The SHERPA/ROMEO content comes from the list helpfully munged by moreo.info.
UPDATE: this site is now defunct (404).

General form here is to build a huge python dict in memory, keyed by the
ISSN-L, then write out to disk as JSON. Then the journal-metadata importer
takes a subset of fields and inserts to fatcat. Lastly, the elasticsearch
transformer takes a subset/combination of 

## Fatcat Container Counts

Generate a list of ISSN-L identifiers, fetch each from fatcat web peudo-API, and write to JSON.

    cat container_export.json | jq .issnl -r | sort -u > container_issnl.tsv
    cat container_issnl.tsv | parallel -j10 curl -s 'https://fatcat.wiki/container/issnl/{}/stats.json' | jq -c . > container_stats.json

Then load in to chocula and recaculate stats:

    pipenv shell
    ./chocula.py load_fatcat_stats container_stats.json
    ./chocula.py summarize

    # also, upload stats to an IA item, update fetch.sh and chocula.py variables

## Journal Homepage Crawl Status

The `check_issn_urls.py` script tries crawling journal homepages to see if they
are "live" on the web.

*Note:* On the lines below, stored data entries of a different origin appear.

PR #222, opened 2023-08-21
Fix polarised TMC

Radonirinaunimi:
The following fixes bugs present in the computation of polarised TMC. The bugs originate from the fact that our definition of `g1` (as called by the line below):

https://github.com/NNPDF/yadism/blob/9e8d44568ae766e241da8ba17aba3b4809b97134/src/yadism/esf/tmc.py#L551

is actually $2xg_1$ and therefore the integrands were wrong. A Mathematica notebook is added that contains the correct integrals and computes their approximations.


giacomomagni (approved):

src/yadism/esf/tmc.py
```diff
@@ -557,48 +535,73 @@ class ESFTMC_g1(EvaluatedStructureFunctionTMC):
...
+        return factors * g1out
 
     def _get_result_exact(self):
-        # collect g1 results
+        # Collect g1 result.
         g1out = self.sf.get_esf(self.sf.obs_name, self._shifted_kinematics).get_result()
+
         # Call to the raw integrals
-        k1out = self._k1()
+        k1out = self._h2()
```
felixhekhorn, line 576: do you want to add an explicit redirect? else the names are a bit confusing ...

felixhekhorn (approved):
I didn't check the math explicitly, but I can easily imagine having a normalization issue around

src/yadism/esf/tmc.py
Radonirinaunimi: I can indeed make a copy of that function (although this was what I tried to avoid) to make it more explicit.

As for the normalization, as long as everything is consistent, in that we account for a factor of $1/2$ from the integrand, $1/(2 \xi)$ everywhere $g_1$ appear, and undo by $2 \xi$ in overall, then everything is correct. This indeed I cross-checked a couple of times, and I think is also verified by the comparison plots in the Appendix of the draft.

felixhekhorn: a simple redirect should be sufficient `_h2 = _k1` no?

felixhekhorn: (adding updated docstrings is a good idea - however, just to say, also that simple line `_k1 = _h2` would have worked :upside_down_face: )

PR #226, opened 2023-09-12
Fix numerical fonll

giacomomagni:
Here we try to debug nFONLL deeply such that it will reproduce exactly aFONLL.

- [x] Remove the kinematic threshold from the asymptotic coeff functions.
- [x] Check numerical accuracy of the single cancellations
- [x] Check IC contributions

### DIFF
--- a/src/yadism/coefficient_functions/asy/f2_nc.py
+++ b/src/yadism/coefficient_functions/asy/f2_nc.py
@@ -7,8 +7,8 @@ from . import raw_nc
 class AsyLLGluon(pc.NeutralCurrentBaseAsy):
     def NLO(self):
         def cg_LL_NLO(z, args):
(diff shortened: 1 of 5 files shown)


giacomomagni:
this should not be needed, because the asymptotic depends only $\ln(m^2/Q^2)$.

https://github.com/NNPDF/yadism/blob/65ab2ed2292c770baa3bbe778987dfcf6e06b670/src/yadism/coefficient_functions/asy/partonic_channel.py#L16C9-L16C13

giacomomagni:
What remain to be done is fixing the tests. 
Do you know why it's not passing anymore @felixhekhorn ?

@RoyStegeman @andreab1997

RoyStegeman:
Thanks, I'll recalculate the theory and produce a fit.

PR #233, opened 2023-10-16
Compute F1

toonhasenack:
We added a case in the yadism/src/esf/exs.py file where one would like to calculate F1. Dependencies of this F1 have also been added.

### DIFF
--- a/src/yadism/esf/exs.py
+++ b/src/yadism/esf/exs.py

To regenerate these stats:

    # assuming you have a fresh database
    pipenv shell
    ./chocula.py export_urls | shuf > urls_to_crawl.tsv
    parallel -j10 --bar --pipepart -a urls_to_crawl.shuf.tsv ./check_issn_urls.py > url_status.json
    ./chocula.py update_url_status url_status.json
    ./chocula.py summarize

Might also want to upload results at this point.